[Provided entries]
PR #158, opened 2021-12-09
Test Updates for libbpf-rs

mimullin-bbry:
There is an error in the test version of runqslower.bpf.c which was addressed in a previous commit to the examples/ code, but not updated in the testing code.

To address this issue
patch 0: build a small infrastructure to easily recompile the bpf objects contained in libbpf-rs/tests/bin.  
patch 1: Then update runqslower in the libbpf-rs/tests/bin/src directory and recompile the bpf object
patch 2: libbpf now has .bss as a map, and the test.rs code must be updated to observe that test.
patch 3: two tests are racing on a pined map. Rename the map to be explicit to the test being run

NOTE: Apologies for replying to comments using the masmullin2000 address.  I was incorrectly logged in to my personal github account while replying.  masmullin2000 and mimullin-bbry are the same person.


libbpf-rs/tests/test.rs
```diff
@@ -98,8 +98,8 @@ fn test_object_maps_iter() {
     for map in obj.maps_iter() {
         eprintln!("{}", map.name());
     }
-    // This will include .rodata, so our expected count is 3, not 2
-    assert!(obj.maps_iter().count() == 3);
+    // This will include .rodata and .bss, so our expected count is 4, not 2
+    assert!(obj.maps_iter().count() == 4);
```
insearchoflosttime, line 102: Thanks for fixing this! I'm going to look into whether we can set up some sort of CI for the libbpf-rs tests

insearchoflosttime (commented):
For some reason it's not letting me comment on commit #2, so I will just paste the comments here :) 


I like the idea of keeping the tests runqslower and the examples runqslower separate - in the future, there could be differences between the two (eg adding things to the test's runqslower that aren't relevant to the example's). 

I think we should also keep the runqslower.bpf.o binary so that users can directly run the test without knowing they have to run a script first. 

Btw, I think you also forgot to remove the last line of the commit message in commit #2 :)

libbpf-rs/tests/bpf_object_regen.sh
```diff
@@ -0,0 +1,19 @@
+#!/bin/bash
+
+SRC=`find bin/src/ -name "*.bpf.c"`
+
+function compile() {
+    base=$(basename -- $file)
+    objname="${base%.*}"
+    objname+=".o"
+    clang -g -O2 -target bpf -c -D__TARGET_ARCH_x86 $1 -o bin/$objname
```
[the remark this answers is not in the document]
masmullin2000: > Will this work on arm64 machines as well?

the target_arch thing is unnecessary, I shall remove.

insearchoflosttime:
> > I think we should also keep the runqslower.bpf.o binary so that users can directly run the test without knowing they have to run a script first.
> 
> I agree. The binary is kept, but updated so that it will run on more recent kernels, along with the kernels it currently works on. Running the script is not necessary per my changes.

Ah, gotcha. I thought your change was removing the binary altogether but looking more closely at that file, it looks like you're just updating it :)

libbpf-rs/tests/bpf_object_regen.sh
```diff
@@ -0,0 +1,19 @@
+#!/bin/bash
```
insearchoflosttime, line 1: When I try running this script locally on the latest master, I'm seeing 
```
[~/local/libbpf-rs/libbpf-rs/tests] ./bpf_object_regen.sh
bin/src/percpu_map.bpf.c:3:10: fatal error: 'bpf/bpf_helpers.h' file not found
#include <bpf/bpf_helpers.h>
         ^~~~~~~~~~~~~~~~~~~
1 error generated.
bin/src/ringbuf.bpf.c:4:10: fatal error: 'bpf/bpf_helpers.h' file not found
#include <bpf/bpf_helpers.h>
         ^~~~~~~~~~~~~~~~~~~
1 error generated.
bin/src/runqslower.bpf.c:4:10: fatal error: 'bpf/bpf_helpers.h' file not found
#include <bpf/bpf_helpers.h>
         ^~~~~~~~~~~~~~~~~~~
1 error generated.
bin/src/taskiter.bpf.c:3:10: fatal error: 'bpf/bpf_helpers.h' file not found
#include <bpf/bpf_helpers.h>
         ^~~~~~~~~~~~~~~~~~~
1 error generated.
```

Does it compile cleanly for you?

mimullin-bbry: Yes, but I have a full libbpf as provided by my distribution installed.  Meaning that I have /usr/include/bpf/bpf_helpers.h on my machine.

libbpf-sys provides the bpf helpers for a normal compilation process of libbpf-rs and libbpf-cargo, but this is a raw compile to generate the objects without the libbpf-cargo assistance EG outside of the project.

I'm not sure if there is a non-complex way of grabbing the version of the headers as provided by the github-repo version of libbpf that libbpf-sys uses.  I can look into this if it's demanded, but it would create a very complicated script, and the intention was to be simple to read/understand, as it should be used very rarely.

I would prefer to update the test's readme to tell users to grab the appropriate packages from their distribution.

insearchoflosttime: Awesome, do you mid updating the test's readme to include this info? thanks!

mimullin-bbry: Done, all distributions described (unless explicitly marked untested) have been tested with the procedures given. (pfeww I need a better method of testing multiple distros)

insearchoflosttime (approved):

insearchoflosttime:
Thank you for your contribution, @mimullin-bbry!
[/Provided entries]
### [What the exercise asks]
Please repeat the data in full so that nothing differs from the original.

### [Problem solution]
PR #158, opened 2021-12-09
Test Updates for libbpf-rs

mimullin-bbry:
There is an error in the test version of runqslower.bpf.c which was addressed in a previous commit to the examples/ code, but not updated in the testing code.

To address this issue
patch 0: build a small infrastructure to easily recompile the bpf objects contained in libbpf-rs/tests/bin.  
patch 1: Then update runqslower in the libbpf-rs/tests/bin/src directory and recompile the bpf object
patch 2: libbpf now has .bss as a map, and the test.rs code must be updated to observe that test.
patch 3: two tests are racing on a pined map. Rename the map to be explicit to the test being run

NOTE: Apologies for replying to comments using the masmullin2000 address.  I was incorrectly logged in to my personal github account while replying.  masmullin2000 and mimullin-bbry are the same person.


libbpf-rs/tests/test.rs
```diff
@@ -98,8 +98,8 @@ fn test_object_maps_iter() {
     for map in obj.maps_iter() {
         eprintln!("{}", map.name());
     }
-    // This will include .rodata, so our expected count is 3, not 2
-    assert!(obj.maps_iter().count() == 3);
+    // This will include .rodata and .bss, so our expected count is 4, not 2
+    assert!(obj.maps_iter().count() == 4);
```
insearchoflosttime, line 102: Thanks for fixing this! I'm going to look into whether we can set up some sort of CI for the libbpf-rs tests

insearchoflosttime (commented):
For some reason it's not letting me comment on commit #2, so I will just paste the comments here :) 


I like the idea of keeping the tests runqslower and the examples runqslower separate - in the future, there could be differences between the two (eg adding things to the test's runqslower that aren't relevant to the example's). 

I think we should also keep the runqslower.bpf.o binary so that users can directly run the test without knowing they have to run a script first. 

Btw, I think you also forgot to remove the last line of the commit message in commit #2 :)

libbpf-rs/tests/bpf_object_regen.sh
```diff
@@ -0,0 +1,19 @@
+#!/bin/bash
+
+SRC=`find bin/src/ -name "*.bpf.c"`
+
+function compile() {
+    base=$(basename -- $file)
+    objname="${base%.*}"
+    objname+=".o"
+    clang -g -O2 -target bpf -c -D__TARGET_ARCH_x86 $1 -o bin/$objname
```
[the remark this answers is not in the document]
masmullin2000: > Will this work on arm64 machines as well?

the target_arch thing is unnecessary, I shall remove.

insearchoflosttime:
> > I think we should also keep the runqslower.bpf.o binary so that users can directly run the test without knowing they have to run a script first.
> 
> I agree. The binary is kept, but updated so that it will run on more recent kernels, along with the kernels it currently works on. Running the script is not necessary per my changes.

Ah, gotcha. I thought your change was removing the binary altogether but looking more closely at that file, it looks like you're just updating it :)

libbpf-rs/tests/bpf_object_regen.sh
```diff
@@ -0,0 +1,19 @@
+#!/bin/bash
```
insearchoflosttime, line 1: When I try running this script locally on the latest master, I'm seeing 
```
[~/local/libbpf-rs/libbpf-rs/tests] ./bpf_object_regen.sh
bin/src/percpu_map.bpf.c:3:10: fatal error: 'bpf/bpf_helpers.h' file not found
#include <bpf/bpf_helpers.h>
         ^~~~~~~~~~~~~~~~~~~
1 error generated.
bin/src/ringbuf.bpf.c:4:10: fatal error: 'bpf/bpf_helpers.h' file not found
#include <bpf/bpf_helpers.h>
         ^~~~~~~~~~~~~~~~~~~
1 error generated.
bin/src/runqslower.bpf.c:4:10: fatal error: 'bpf/bpf_helpers.h' file not found
#include <bpf/bpf_helpers.h>
         ^~~~~~~~~~~~~~~~~~~
1 error generated.
bin/src/taskiter.bpf.c:3:10: fatal error: 'bpf/bpf_helpers.h' file not found
#include <bpf/bpf_helpers.h>
         ^~~~~~~~~~~~~~~~~~~
1 error generated.
```

Does it compile cleanly for you?

mimullin-bbry: Yes, but I have a full libbpf as provided by my distribution installed.  Meaning that I have /usr/include/bpf/bpf_helpers.h on my machine.

libbpf-sys provides the bpf helpers for a normal compilation process of libbpf-rs and libbpf-cargo, but this is a raw compile to generate the objects without the libbpf-cargo assistance EG outside of the project.

I'm not sure if there is a non-complex way of grabbing the version of the headers as provided by the github-repo version of libbpf that libbpf-sys uses.  I can look into this if it's demanded, but it would create a very complicated script, and the intention was to be simple to read/understand, as it should be used very rarely.

I would prefer to update the test's readme to tell users to grab the appropriate packages from their distribution.

insearchoflosttime: Awesome, do you mid updating the test's readme to include this info? thanks!

mimullin-bbry: Done, all distributions described (unless explicitly marked untested) have been tested with the procedures given. (pfeww I need a better method of testing multiple distros)

insearchoflosttime (approved):

insearchoflosttime:
Thank you for your contribution, @mimullin-bbry!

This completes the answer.